━━ DATA FOR ANALYSIS ━━
PR #9592, opened 2020-07-17
Add texture wrapping support to skinning, fix taiko and mania

smoogipoo:
I think this may be a breaking change for the karaoke ruleset (hopefully not but haven't tested), but I don't think there's a way around it.

Notable decisions I've made:
- Implemented interface method. Most use-cases will use the `ISkin` or `ISkinSource` interface.
- Exposed interface method from classes where it's likely to be used from the outside (`LegacySkinTransformer`, `Skin`).


peppy (approved):

enoslayd:
Is this about the discoloration at the end of mania and taiko sliders?

bdach:
Correct

PR #9595, opened 2020-07-17
Add slider to the grow/deflate mod

salmonslay:
Implements a slider for the grow and deflate mod to customize the object starting size. 

Video of the mod showcasing different object sizes: https://youtu.be/PO29f-mZ_XE
Video of the deflate mod with 25x start size: https://youtu.be/o84RBTEmOGM

Default values are left the same, and the slider values are:
- Grow:
  - Min: x0
  - Max: x0.99
  - Precision: 0.01
- Deflate:
  - Min: x1
  - Max: x25
  - Precision: 0.1
  - Higher values works a lot better at lower AR (<7)


osu.Game.Rulesets.Osu/Mods/OsuModObjectScaleTween.cs
```diff
@@ -23,7 +23,7 @@ public abstract class OsuModObjectScaleTween : Mod, IReadFromConfig, IApplicable
 
         public override double ScoreMultiplier => 1;
 
-        protected virtual float StartScale => 1;
+        public abstract BindableNumber<float> StartScale { get; }
```
bdach, line 26: This could have stayed `protected` and just delegated to the bindable's `Value` in grow/shrink mods.

osu.Game.Rulesets.Osu/Mods/OsuModDeflate.cs
```diff
@@ -15,6 +17,14 @@ public class OsuModDeflate : OsuModObjectScaleTween
 
         public override string Description => "Hit them at the right size!";
 
-        protected override float StartScale => 2f;
+        [SettingSource("Starting size modifier", "The object starting size modifier")]
```
bdach, line 20: doesn't read too well. maybe this is better?

```suggestion
        [SettingSource("Starting Size", "The initial size multiplier applied to all objects.")]
```

osu.Game.Rulesets.Osu/Mods/OsuModGrow.cs
```diff
@@ -15,6 +17,14 @@ internal class OsuModGrow : OsuModObjectScaleTween
...
 
-        protected override float StartScale => 0.5f;
+        [SettingSource("Starting size modifier", "The object starting size modifier")]
+        public override BindableNumber<float> StartScale { get; } = new BindableFloat
+        {
+            MinValue = 0f,
+            MaxValue = 0.99f,
+            Default = 0.5f,
+            Value = 0.5f,
+            Precision = 0.01f,
```
bdach, line 27: not sure I like this having a `0.01` step and being from `0-0.99` too much. I kind of think having this work as an inverse of `OsuModShrink` (so allowing initial scales of 1/2, 1/3, 1/4, ..., 1/25) might be better. would like opinions, however.

osu.Game.Rulesets.Osu/Mods/OsuModDeflate.cs
LiterallyFabian: Tried to making it clear that the number is a modifier and not approach rate, but there shouldn't be any problems. I prefer the "initial size multiplier" one over the "object starting size", although I never figured out where this is shown in-game

bdach: Upon inspection it doesn't seem to be shown in-game, although it could be (as a tooltip, for example).

osu.Game.Rulesets.Osu/Mods/OsuModObjectScaleTween.cs
LiterallyFabian: I made the StartScale public & abstract as those were the modifiers used by `ModRateAdjust` that also uses a slider for changing its value, I could also not get it to work with `protected` as the customization button was grayed while using it, I'm not quite sure what to edit here

bdach: Right now it doesn't matter too much. If [this suggestion](https://github.com/ppy/osu/pull/9595#discussion_r456827279) is deemed the correct direction then my proposal will make more sense. You would do

```csharp
public BindableNumber<float> StartScaleSetting { get; }
protected override float StartScale => StartScaleSetting.Value;
```

osu.Game.Rulesets.Osu/Mods/OsuModGrow.cs
LiterallyFabian: I agree that 0.01 is too small and it doesn't make much sense having it close to 1, mostly went with the values used by the HT/DT mods as they have the same precision and allows you to modify the speed by 0.99/1.01. 
If I have understood everything correctly the `OsuModGrow` already is an inverse of `OsuModDeflate`, as giving the grow mod the value 2 for example makes it deflate instead?

osu.Game.Rulesets.Osu/Mods/OsuModObjectScaleTween.cs
peppy: I think we can go with this as a starting point and tweak the UX at a later stage.

peppy (approved):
━━━
• **WHAT IS EXPECTED**
All the records, as written, must be given again.

• **YOUR RESPONSE**
PR #9592, opened 2020-07-17
Add texture wrapping support to skinning, fix taiko and mania

smoogipoo:
I think this may be a breaking change for the karaoke ruleset (hopefully not but haven't tested), but I don't think there's a way around it.

Notable decisions I've made:
- Implemented interface method. Most use-cases will use the `ISkin` or `ISkinSource` interface.
- Exposed interface method from classes where it's likely to be used from the outside (`LegacySkinTransformer`, `Skin`).


peppy (approved):

enoslayd:
Is this about the discoloration at the end of mania and taiko sliders?

bdach:
Correct

PR #9595, opened 2020-07-17
Add slider to the grow/deflate mod

salmonslay:
Implements a slider for the grow and deflate mod to customize the object starting size. 

Video of the mod showcasing different object sizes: https://youtu.be/PO29f-mZ_XE
Video of the deflate mod with 25x start size: https://youtu.be/o84RBTEmOGM

Default values are left the same, and the slider values are:
- Grow:
  - Min: x0
  - Max: x0.99
  - Precision: 0.01
- Deflate:
  - Min: x1
  - Max: x25
  - Precision: 0.1
  - Higher values works a lot better at lower AR (<7)


osu.Game.Rulesets.Osu/Mods/OsuModObjectScaleTween.cs
```diff
@@ -23,7 +23,7 @@ public abstract class OsuModObjectScaleTween : Mod, IReadFromConfig, IApplicable
 
         public override double ScoreMultiplier => 1;
 
-        protected virtual float StartScale => 1;
+        public abstract BindableNumber<float> StartScale { get; }
```
bdach, line 26: This could have stayed `protected` and just delegated to the bindable's `Value` in grow/shrink mods.

osu.Game.Rulesets.Osu/Mods/OsuModDeflate.cs
```diff
@@ -15,6 +17,14 @@ public class OsuModDeflate : OsuModObjectScaleTween
 
         public override string Description => "Hit them at the right size!";
 
-        protected override float StartScale => 2f;
+        [SettingSource("Starting size modifier", "The object starting size modifier")]
```
bdach, line 20: doesn't read too well. maybe this is better?

```suggestion
        [SettingSource("Starting Size", "The initial size multiplier applied to all objects.")]
```

osu.Game.Rulesets.Osu/Mods/OsuModGrow.cs
```diff
@@ -15,6 +17,14 @@ internal class OsuModGrow : OsuModObjectScaleTween
...
 
-        protected override float StartScale => 0.5f;
+        [SettingSource("Starting size modifier", "The object starting size modifier")]
+        public override BindableNumber<float> StartScale { get; } = new BindableFloat
+        {
+            MinValue = 0f,
+            MaxValue = 0.99f,
+            Default = 0.5f,
+            Value = 0.5f,
+            Precision = 0.01f,
```
bdach, line 27: not sure I like this having a `0.01` step and being from `0-0.99` too much. I kind of think having this work as an inverse of `OsuModShrink` (so allowing initial scales of 1/2, 1/3, 1/4, ..., 1/25) might be better. would like opinions, however.

osu.Game.Rulesets.Osu/Mods/OsuModDeflate.cs
LiterallyFabian: Tried to making it clear that the number is a modifier and not approach rate, but there shouldn't be any problems. I prefer the "initial size multiplier" one over the "object starting size", although I never figured out where this is shown in-game

bdach: Upon inspection it doesn't seem to be shown in-game, although it could be (as a tooltip, for example).

osu.Game.Rulesets.Osu/Mods/OsuModObjectScaleTween.cs
LiterallyFabian: I made the StartScale public & abstract as those were the modifiers used by `ModRateAdjust` that also uses a slider for changing its value, I could also not get it to work with `protected` as the customization button was grayed while using it, I'm not quite sure what to edit here

bdach: Right now it doesn't matter too much. If [this suggestion](https://github.com/ppy/osu/pull/9595#discussion_r456827279) is deemed the correct direction then my proposal will make more sense. You would do

```csharp
public BindableNumber<float> StartScaleSetting { get; }
protected override float StartScale => StartScaleSetting.Value;
```

osu.Game.Rulesets.Osu/Mods/OsuModGrow.cs
LiterallyFabian: I agree that 0.01 is too small and it doesn't make much sense having it close to 1, mostly went with the values used by the HT/DT mods as they have the same precision and allows you to modify the speed by 0.99/1.01. 
If I have understood everything correctly the `OsuModGrow` already is an inverse of `OsuModDeflate`, as giving the grow mod the value 2 for example makes it deflate instead?

osu.Game.Rulesets.Osu/Mods/OsuModObjectScaleTween.cs
peppy: I think we can go with this as a starting point and tweak the UX at a later stage.

peppy (approved):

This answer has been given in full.